**Task prompt**
Review the material line by line. Identify and copy every line that contains the string "question".

======== Material provided ========

PR #13969, opened 2025-11-26
[kernel][moe] add moe topk fast

thenumberouscode:
## Motivation

The original moeTopK kernel reads data from global memory topk times, resulting in significant performance overhead. By finding the top-2 elements in each iteration, we can reduce global memory accesses to topk/2 times, substantially improving kernel efficiency.

## Modifications

To minimize global memory access, we modified each thread to maintain its local top-2 elements. These partial results are then reduced in shared memory to compute the global top-2 values. This optimization significantly reduces the visits of global memory when topk is big.

Additionally, we observed that the original moeTopK kernel exhibits O(topk × (N/TPB) × topk) complexity. We can eliminate the innermost topk factor by modifying input values in-place, which is safe since these inputs are not used after kernel execution.

## Accuracy Tests

with vllm installed:
`python sgl-kernel/benchmark/bench_moe_topk_softmax.py`

## Benchmarking and Profiling
We can also evaluate performance using `python sgl-kernel/benchmark/bench_moe_topk_softmax.py`. Since our analysis focuses on configurations with 512 experts (exceeding the 256 threshold), I have included the relevant performance data for your reference. (I tested it on a rtx3080).
<details>
<summary>optimized</summary>

```bash
num_tokens  num_experts  topk      SGLang
0        128.0        512.0   1.0    3.848165
1        128.0        512.0   2.0    4.117456
2        128.0        512.0   4.0    4.990667
3        128.0        512.0   8.0    6.809333
4        512.0        512.0   1.0    7.089001
5        512.0        512.0   2.0    7.796969
6        512.0        512.0   4.0   10.173922
7        512.0        512.0   8.0   14.973041
8       1024.0        512.0   1.0   10.982928
9       1024.0        512.0   2.0   12.664809
10      1024.0        512.0   4.0   17.226633
11      1024.0        512.0   8.0   26.129326
12      2048.0        512.0   1.0   23.796835
13      2048.0        512.0   2.0   26.927251
14      2048.0        512.0   4.0   35.105438
15      2048.0        512.0   8.0   52.751509
16      4096.0        512.0   1.0   46.619901
17      4096.0        512.0   2.0   51.975619
18      4096.0        512.0   4.0   67.380423
19      4096.0        512.0   8.0  101.822984
20      8192.0        512.0   1.0   89.319637
21      8192.0        512.0   2.0  100.394009
22      8192.0        512.0   4.0  130.987916
23      8192.0        512.0   8.0  199.880580
24     16384.0        512.0   1.0  174.343720
25     16384.0        512.0   2.0  196.797438
26     16384.0        512.0   4.0  258.977689
27     16384.0        512.0   8.0  394.104179
28     32768.0        512.0   1.0  343.884698
29     32768.0        512.0   2.0  389.199051
30     32768.0        512.0   4.0  513.195791
31     32768.0        512.0   8.0  784.106652
```

</details>

<details>
<summary>non-optimized</summary>

```bash
 num_tokens  num_experts  topk       SGLang
0        128.0        512.0   1.0     8.632748
1        128.0        512.0   2.0     8.829262
2        128.0        512.0   4.0    12.072971
3        128.0        512.0   8.0    19.840909
4        512.0        512.0   1.0     8.269698
5        512.0        512.0   2.0     9.041478
6        512.0        512.0   4.0    17.082785
7        512.0        512.0   8.0    24.401590
8       1024.0        512.0   1.0    11.236170
9       1024.0        512.0   2.0    28.351181
10      1024.0        512.0   4.0    21.920593
11      1024.0        512.0   8.0    80.759652
12      2048.0        512.0   1.0    51.757095
13      2048.0        512.0   2.0    32.153553
14      2048.0        512.0   4.0    97.589803
15      2048.0        512.0   8.0   171.029422
16      4096.0        512.0   1.0    89.670263
17      4096.0        512.0   2.0   119.262757
18      4096.0        512.0   4.0   123.065981
19      4096.0        512.0   8.0   334.462982
20      8192.0        512.0   1.0   186.877664
21      8192.0        512.0   2.0   242.138191
22      8192.0        512.0   4.0   359.509325
23      8192.0        512.0   8.0   681.282953
24     16384.0        512.0   1.0   375.869521
25     16384.0        512.0   2.0   481.087326
26     16384.0        512.0   4.0   738.043801
27     16384.0        512.0   8.0  1369.569891
28     32768.0        512.0   1.0   342.455646
29     32768.0        512.0   2.0   928.017044
30     32768.0        512.0   4.0  1413.717333
31     32768.0        512.0   8.0  2646.720052
```

</details>
**The corresponding picture **
moe_performance_comparison_subplots

## Checklist


dongyibo:
Hello, your idea is brilliant—I learned a lot from it!  
But I have a question: inputs_after_softmax is global memory. Will modifying this memory have any performance impact? @thenumberouscode

thenumberouscode:
> Hello, your idea is brilliant—I learned a lot from it! But I have a question: inputs_after_softmax is global memory. Will modifying this memory have any performance impact? @thenumberouscode

Yes, inputs_after_softmax resides in global memory. However, modifying it in-place each round saves (k - 1) * threads_per_block global memory accesses, which is a worthwhile optimization. This is because we set the index of the k-th round's selected element to a sentinel minimum value within inputs_after_softmax itself. Therefore, we avoid the additional global memory accesses needed to consult a separate indices array to locate the previously selected k-th element.

thenumberouscode:
@yuan-luo hi bro, Could you tell me who should I ask to review this PR? thanks.

sgl-kernel/csrc/moe/moe_topk_softmax_kernels.cu
```diff
@@ -143,9 +145,121 @@ __launch_bounds__(TPB) __global__ void moeSoftmax(
...
+    cub_kvp globalMax, globalSecondMax;
+
+    // Determine the global maximum
+    if (candidate1.max.value > candidate2.max.value) {
+      globalMax = candidate1.max;
+    } else {
+      globalMax = candidate2.max;
+    }
+
+    // Determine the global second maximum
```
BBuf, line 171: The logic only compares 3 values instead of all 4 candidates? We need to find the second maximum from `{c1.max, c1.secondMax, c2.max, c2.secondMax}` excluding the global max.

For example, candidate1: max=10, secondMax=8; candidate2: max=9, secondMax=7

- Expected: globalMax=10, globalSecondMax=9
- Current code: globalMax=10, globalSecondMax=8 ?

sgl-kernel/csrc/moe/moe_topk_softmax_kernels.cu
```diff
@@ -143,9 +145,121 @@ __launch_bounds__(TPB) __global__ void moeSoftmax(
...
+      // updating 2 elements to the result.
+      for (int i = 0; i < TopKPair::PAIR; i++) {
+        cub_kvp result = (i == TopKPair::MAX_INDEX) ? result_pair.max : result_pair.secondMax;
+        int expert = result.key;
+        bool node_uses_expert = expert >= start_expert && expert < end_expert;
+        bool should_process_row = row_is_active && node_uses_expert;
+        // The inputs_after_softmax is modified in-place to avoid unnecessary loops for finding the top k-1 value.
+        // 1.f represents the minimum value.
+        inputs_after_softmax[thread_read_offset + expert] = -1.f;
+        int idx = k * block_row + k_idx * 2 + i;
```
BBuf, line 242: Should we  add boundary check ? `if (result_idx >= k) break;` ?

BBuf: Please add some test cases to `test_moe_topk_softmax.py`? 

```python
@pytest.mark.parametrize(
    "num_tokens, num_experts, topk",
    [
        (128, 512, 1),
        (128, 512, 2),
        (128, 512, 3),  # Odd topk
        (128, 512, 5),  # Odd topk
        (128, 512, 8),
        (512, 512, 512),  # Edge case: k = num_experts
    ]
)
```

sgl-kernel/csrc/moe/moe_topk_softmax_kernels.cu
```diff
@@ -592,8 +700,15 @@ void topkGatingSoftmaxKernelLauncher(
       static constexpr int TPB = 256;
       moeSoftmax<T, TPB><<<num_tokens, TPB, 0, stream>>>(
           gating_output, nullptr, softmax_workspace, num_experts, moe_softcapping, correction_bias);
-      moeTopK<TPB><<<num_tokens, TPB, 0, stream>>>(
-          softmax_workspace, nullptr, topk_weights, topk_indices, num_experts, topk, 0, num_experts, renormalize);
+      if (topk == 1) {
```
BBuf, line 704: Why is topk == 1 still using the old `moeTopK` kernel? Based on your benchmarks, even topk=1 shows performance improvements with the optimized approach.

sgl-kernel/csrc/moe/moe_topk_softmax_kernels.cu
thenumberouscode: Indeed, determining both the global maximum and second maximum requires comparing just three values.

Consider your example: We first compare c1.max with c2.max to obtain the global maximum. Next, we check whether c1.max equals this global maximum. If it does, then the global second maximum can only be either c1.secondMax or c2.max. Therefore, we simply need to compare c2.max with c1.secondMax to determine the global second maximum.

sgl-kernel/csrc/moe/moe_topk_softmax_kernels.cu
thenumberouscode: > Should we add boundary check ? `if (result_idx >= k) break;` ?

add a boundary check at line 234 `if (k_idx * 2 + i >= k) break;`

thenumberouscode: > Please add some test cases to `test_moe_topk_softmax.py`?
> 
> ```python
> @pytest.mark.parametrize(
>     "num_tokens, num_experts, topk",
>     [
>         (128, 512, 1),
>         (128, 512, 2),
>         (128, 512, 3),  # Odd topk
>         (128, 512, 5),  # Odd topk
>         (128, 512, 8),
>         (512, 512, 512),  # Edge case: k = num_experts
>     ]
> )
> ```

Yes, I have added test_topkfast_softmax in test_moe_topk_softmax.py. The odd topk cases have been accounted for, but the edge case where both k and num_experts equal 512 fails due to the following issue:

When multiple elements share identical values, the order in which their indices appear in the output of torch.topk is non-deterministic. For instance, given weights [1.0, 1.0, 0.8], the returned indices could be either [0, 1, 2] or [1, 0, 2]. As a result, our topKFast implementation cannot guarantee an index ordering that aligns exactly with torch.topk. This discrepancy causes the torch.allclose assertion to fail.

This behavior is documented in the official PyTorch documentation:
https://docs.pytorch.org/docs/stable/generated/torch.topk.html

sgl-kernel/csrc/moe/moe_topk_softmax_kernels.cu
thenumberouscode: My benchmarking results are based on the current branch code, confirming that the performance improvements of moeTopk stem from its reduced algorithmic complexity. The natural question then arises: why not completely replace moeTopk with moeTopkFast?

After local testing, I observed that moeTopkFast can actually be more time-consuming than moeTopk when k = 1. The reason is that moeTopkFast utilizes more registers than moeTopk, which may result in fewer thread blocks being scheduled per SM. When k = 1, both moeTopk and moeTopkFast need to access global memory only once, so moeTopkFast does not reduce global memory access latency in this case. Therefore, I have chosen to retain moeTopk for the k = 1 scenario.

However, for k > 1, the situation differs significantly. moeTopkFast reduces global memory access by at least one time compared to moeTopk, leading to better overall performance in these cases.

sgl-kernel/csrc/moe/moe_topk_softmax_kernels.cu
BBuf: Thank you for the detailed explanations! You're absolutely right about the `TopKPairArgMax` logic - I apologize for the confusion.

sgl-kernel/csrc/moe/moe_topk_softmax_kernels.cu
BBuf: Make sense.

sgl-kernel/csrc/moe/moe_topk_softmax_kernels.cu
BBuf: Your analysis about register pressure and occupancy is spot-on. This is a good example of the trade-off between computational complexity and hardware resource constraints.

BBuf (approved):
LGTM.

thenumberouscode:
@BBuf The workflow had four failed cases, I think two of them are irrelevant to my code, correct me if I am wrong:
1. [sgl-kernel-mla-test](https://github.com/sgl-project/sglang/actions/runs/19919624995/job/57323335711?pr=13969#logs) is unrelated.
2. [unit-test-backend-1-gpu (0)](https://github.com/sgl-project/sglang/actions/runs/19919624995/job/57323376963?pr=13969#logs) is unrelated.

thenumberouscode:
[unit-test-backend-1-gpu (10)](https://github.com/sgl-project/sglang/actions/runs/19919624995/job/57323376962?pr=13969#logs) 
This test case was particularly confusing, as it passes with moeTopK but fails with moeTopKFast.

Test logic overview:
- Call `select_experts` to get top-k indices and weights, With 24 experts, the test uses either moeTopK or moeTopKFast.
- Execute `fused_moe` Triton kernel for matrix operations
- Compare results with naive torch implementation (`torch_w8a8_block_int8_moe`), and the `torch_w8a8_block_int8_moe` using torch.topk to select the top-k indices and weights.

Failure explanation: 
The test fails due to inconsistent index selection between torch.topk and moeTopKFast when scores are equal. These indices are used to select elements from tensor `a` (which is unrelated to the score). Different indices—even with equal scores—can reference completely different values in `a`, leading to divergent computation results.

code snippet:
https://github.com/sgl-project/sglang/blob/4285e99da74c102a6647c5ca7e66bddbbdec728b/test/srt/quant/test_block_int8.py#L178C9-L198C1
image



Another key question arises: why did the previous moeTopK implementation pass tests initially?

The answer lies in the fixed random seed (torch.seed=0), which generated consistent test cases. In these deterministic cases, tensor `a` may did not contain dramatically different values across indices. However, when using random seeds, the test also fails, revealing the underlying issue.

Solution implemented:
I use topk_out from moeTopkFast in torch_w8a8_block_int8_moe to avoid interference from torch.topk. This approach makes sense since our test is designed to validate the `fused_moe`. Additionally, I have expanded the test cases in the unit tests for `moeTopK` and `moeTopkFast` to ensure their correctness.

========

**Answer for this exercise**
But I have a question: inputs_after_softmax is global memory. Will modifying this memory have any performance impact? @thenumberouscode
> Hello, your idea is brilliant—I learned a lot from it! But I have a question: inputs_after_softmax is global memory. Will modifying this memory have any performance impact? @thenumberouscode
thenumberouscode: My benchmarking results are based on the current branch code, confirming that the performance improvements of moeTopk stem from its reduced algorithmic complexity. The natural question then arises: why not completely replace moeTopk with moeTopkFast?
Another key question arises: why did the previous moeTopK implementation pass tests initially?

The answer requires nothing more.